How to choose a developer in Lethbridge
Find a team that doesn't flinch when you say your inventory is tonnes, head, and grade rather than SKUs. The right shop models bulk and biological stock as first-class concepts and plans for scale integration from the start. Ask how they track tonnage at a changing moisture and grade, ask how weight gets in without re-keying, and ask how a head of cattle gaining weight across pens is represented. A developer who maps a grain bin to a single SKU has already told you they'll hand you back the spreadsheet you're trying to retire.
- Bulk grain tracked by bin in tonnes with live moisture and grade, not a fake unit count
- Cattle tracked by head and weight across pens, treated as the growing asset they are
- Lot, grade, and expiry carried on processed product for traceability and recall readiness
- Blends, drying, and splits recorded properly, so quantities stay true without a sale event
- One accurate inventory across bins, pens, and coolers instead of a spreadsheet beside dead software
- You own the model and its maintenance, where Fishbowl or Cin7 ship and update for a fee
- Scale and weighbridge integrations add hardware complexity to the build
- A simple boxed-goods part of your business might still be better served by an off-the-shelf tool
- Modelling biological inventory well takes real domain work, which costs time upfront
- !They model a bin as a SKU; ask how they handle tonnage at changing moisture and grade
- !No plan for scale integration; ask how weight gets into the system without re-keying
- !They've only done boxed-goods inventory; ask for a bulk or agricultural reference
- !They ignore biological stock; ask how cattle gaining weight across pens is tracked
- !They skip valuation; ask how grade and weight reach a true stock value in the books
Most Lethbridge teams pricing inventory management end up comparing notes on accounting, project management, lms too; the systems share one data spine.
Rohan advises mid-market and enterprise teams on ERP, CRM and custom software, and has led delivery on dozens of business-software builds.
Writes for Digital Heroes, shipping business software for 2,000+ brands across 55+ countries since 2017.
Frequently asked questions
Why can't Fishbowl or Cin7 track our grain and cattle?

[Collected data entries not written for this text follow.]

PR #278, opened 2022-10-20
TDR-2391 Create new SQS queue

thanhz:
Create a new SQS queue
Created ssm parameter containing tre-out arn 

There will be a seperate pr to pass in an additional variable (sns_topic_arns) with the value from the SSM parameter once tre allows our SQS subscribe to tre-out SNS)

PR #448, opened 2024-04-10
TDRD-155 DDT access to TDR s3 standard export buckets

thanhz:
Will update submodule hash after https://github.com/nationalarchives/tdr-terraform-modules/pull/278 is merged


TomJKing (approved):
Looks good. Thanks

Because they count discrete units with stable SKUs, and your stock isn't that. A grain bin is bulk tonnage at a moisture and grade that changes as you blend and dry; cattle are head that gain weight and move between pens. Those break the core assumption that a quantity only changes through a transaction, so operators give up and keep the real inventory in a spreadsheet.

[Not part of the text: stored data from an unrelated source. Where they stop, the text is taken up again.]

PR #453, opened 2024-04-30
Add a new export task.

MancunianSam:
There are a few changes here.

The step function has a new export task in a parallel block with the old
one. This calls the same task definition with different parameters.

The task definition has been updated with some new environment
variables.

The task definition task role has been updated to with new permissions.

There is a new SNS topic which receives messages when a file is exported
by the new process.
The permissions for this have been set to allow the DR2 account access
to subscribe to the topic. This does seem a bit permissive but it's what
AWS recommend https://docs.aws.amazon.com/sns/latest/dg/sns-send-message-to-sqs-cross-account.html#SendMessageToSQS.cross.account.queueowner
if we want the queue owner (DR2) to create the subscription which I
think we do.


root.tf
```diff
@@ -459,16 +464,20 @@ module "export_step_function" {
...
+    account_id                    = data.aws_caller_identity.current.account_id
+    environment                   = local.environment
+    security_groups               = jsonencode([module.consignment_export_ecs_security_group.security_group_id]),
+    subnet_ids                    = jsonencode(module.export_efs.private_subnets),
+    cluster_arn                   = module.consignment_export_ecs_task.cluster_arn,
+    task_arn                      = module.consignment_export_ecs_task.task_definition_arn,
+    task_name                     = "consignment-export",
+    sns_topic                     = module.notifications_topic.sns_arn,
+    platform_version              = "1.4.0"
+    max_attempts                  = 3,
```
annielh, line 476: @thanhz is taking this down to 2 in is #452, in case it doesn't flag in rebase process

annielh (dismissed):
LGTM

root.tf
```diff
@@ -484,6 +493,36 @@ module "export_step_function" {
   })
 }
 
+module "new_export_bucket" {
```
TomJKing, line 496: Maybe rename the module something a bit more meaningful such as: `flat_format_export_bucket`

root.tf
```diff
@@ -484,6 +493,36 @@ module "export_step_function" {
...
+  source            = "./da-terraform-modules/s3"
+  bucket_name       = "tdr-export-${local.environment}"
+  kms_key_arn       = module.s3_external_kms_key.kms_key_arn
+  common_tags       = local.common_tags
+  use_random_suffix = true
+}
+
+module "new_export_bucket_judgment" {
```
TomJKing, line 504: Maybe rename the module something a bit more meaningful such as: `flat_format_export_bucket_judgment`

root.tf
```diff
@@ -484,6 +493,36 @@ module "export_step_function" {
   })
 }
 
+module "new_export_bucket" {
+  source            = "./da-terraform-modules/s3"
+  bucket_name       = "tdr-export-${local.environment}"
```
TomJKing, line 498: The bucket name should be suffixed with a random id.

root.tf
```diff
@@ -484,6 +493,36 @@ module "export_step_function" {
...
+
+module "new_export_bucket_judgment" {
+  source            = "./da-terraform-modules/s3"
+  bucket_name       = "tdr-export-judgment-${local.environment}"
+  kms_key_arn       = module.s3_external_kms_key.kms_key_arn
+  common_tags       = local.common_tags
+  use_random_suffix = true
+}
+
+module "export_sns_notifications_topic" {
```
TomJKing, line 512: This topic should be made more generic so not just export notification can be sent to it.

Suggest changing:

- module name to: `external_sns_notifications_topic`
- `topic_name` local to: `local.external_notifications_topic_name`
- `sns_policy` template file name to: `.../sns/external_notifications_policy ...`

root.tf
```diff
@@ -493,6 +532,7 @@ module "export_bucket" {
   bucket_key_enabled    = true
   read_access_role_arns = local.standard_export_bucket_read_access_roles
   bucket_policy         = "export_bucket"
+
```
TomJKing, line 535: Unnecessary line break

root.tf
```diff
@@ -766,7 +806,8 @@ module "api_database_security_group" {
     { port = 5432, description = "Allow inbound access from database migrations", security_group_id = module.database_migrations.db_migration_security_group },
     { port = 5432, description = "Allow inbound access from create bastion users lambda", security_group_id = module.create_bastion_user_lambda.create_users_lambda_security_group_id[0] },
     { port = 5432, description = "Allow inbound access from create users lambda", security_group_id = module.create_db_users_lambda.create_users_lambda_security_group_id[0] },
-    { port = 5432, description = "Allow inbound access from backend checks", security_group_id = module.outbound_with_db_security_group.security_group_id }
+    { port = 5432, description = "Allow inbound access from backend checks", security_group_id = module.outbound_with_db_security_group.security_group_id },
+    { port = 5432, description = "Allow inbound access from export", security_group_id = module.consignment_export_ecs_security_group.security_group_id }
```
TomJKing, line 810: What is this for?

root_encryption.tf
```diff
@@ -21,6 +21,24 @@ module "s3_external_kms_key" {
...
 }
 
+module "sns_external_kms_key" {
+  source   = "./da-terraform-modules/kms"
+  key_name = "tdr-sns-external-kms-${local.environment}"
+  tags     = local.common_tags
+  default_policy_variables = {
+    user_roles = concat([
+      module.consignment_export_task_role.role.arn,
+    ], local.aws_sso_export_bucket_access_roles)
```
TomJKing, line 31: Don't think should use the `local.aws_sso_export_bucket_access_roles` as this is just access to the SNS topic encryption. That group of roles includes "export" which is for digital archivist to get access to the S3 buckets containing the bagit packages. Not sure that is relevant here.

root_locals.tf
```diff
@@ -26,6 +26,8 @@ locals {
 
   database_ca_cert_identifier = "rds-ca-rsa2048-g1"
 
+  export_notifications_topic_name = "tdr-external-notifications-${local.environment}"
```
TomJKing, line 29: Rename this local to: `external_notifications...`

templates/sns/export_notifications_policy.json.tpl
```diff
@@ -0,0 +1,24 @@
...
+      "Sid": "SNSAllowDR2ToSubscribe",
+      "Effect": "Allow",
+      "Principal": {
+        "AWS": "${dr2_account_number}"
+      },
+      "Action": "sns:Subscribe",
+      "Resource": "arn:aws:sns:${region}:${account_id}:${topic_name}"
+    }
+  ]
+}
```
TomJKing, line 24: Missing line break at end of file

templates/step_function/consignment_export_definition.json.tpl
```diff
@@ -1,19 +1,136 @@
 {
   "Comment": "A state machine to run the Fargate task to export the consignment",
-  "StartAt": "Run ECS task",
+  "StartAt": "Parallel",
```
TomJKing, line 3: You'll need to incorporate Thanh's changes to implement retry logic on ECS execution failures into the separate task definitions: https://github.com/nationalarchives/tdr-terraform-environments/pull/452

templates/step_function/consignment_export_definition.json.tpl
```diff
@@ -129,4 +216,4 @@
       "Type": "Fail"
     }
   }
-}
+}
```
TomJKing, line 219: Missing line break at end of file

templates/step_function/consignment_export_definition.json.tpl
```diff
@@ -1,19 +1,136 @@
 {
   "Comment": "A state machine to run the Fargate task to export the consignment",
```
TomJKing, line 2: Can you update the comment to reflect that the state machine now generates two types of export output.

templates/ecs_tasks/consignment_export.json.tpl
```diff
@@ -15,21 +19,25 @@
         "value": "${clean_bucket}"
       },
       {
-        "name": "OUTPUT_BUCKET",
```
TomJKing, line 18: Why are these bucket environment variables not needed any more?

TomJKing (commented):
Looks good. Mostly just minor comments and questions. Thanks

root.tf
MancunianSam: I think I've updated this since you wrote it but the module now has a `use_random_suffix` variable that adds it on to the name. It's there to stop breaking existing buckets. I've set it to true on these two so they'll get the random name.

root.tf
MancunianSam: Fair points, I've changed them all.

root.tf
MancunianSam: this is the security group for the database. It needs to allow the security group for the export task to access it as we're talking directly to the DB.

root_encryption.tf
MancunianSam: Ah ok, I wasn't sure so I guessed. I've taken it out.

templates/step_function/consignment_export_definition.json.tpl
MancunianSam: I did. They both have the `"ECS.AmazonECSException"` in the catch block and use the `max_attempts` variable. You might have written this before I did that now I think about it.

templates/step_function/consignment_export_definition.json.tpl
MancunianSam: I had Intellij configured to add these in and it seems to have stopped :frowning_face:

templates/ecs_tasks/consignment_export.json.tpl
MancunianSam: They're set in the step function. We're running the same task for both processes, the only difference being the run command and the export bucket so they're added in there instead. It reduces the amount of new stuff I had to create.

TomJKing (commented):
Looks good. Thanks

How do you track inventory that changes without a sale?
By modelling blend, dry, and split as real operations that adjust quantity and grade, not just sales and receipts. A custom build records that two lots blended into one bin or that drying reduced tonnage, keeping the count true. That's the capability part-number systems lack and the reason bulk commodities don't fit them.
Can it integrate with our scales and weighbridge?
Yes, and it should. Capturing weight directly from a scale, weighbridge, or grain cart removes re-keying and keeps the inventory accurate at the moment stock moves. That integration is part of why a bulk-aware build costs more than boxed-goods software, but it's also where much of the accuracy and time savings come from.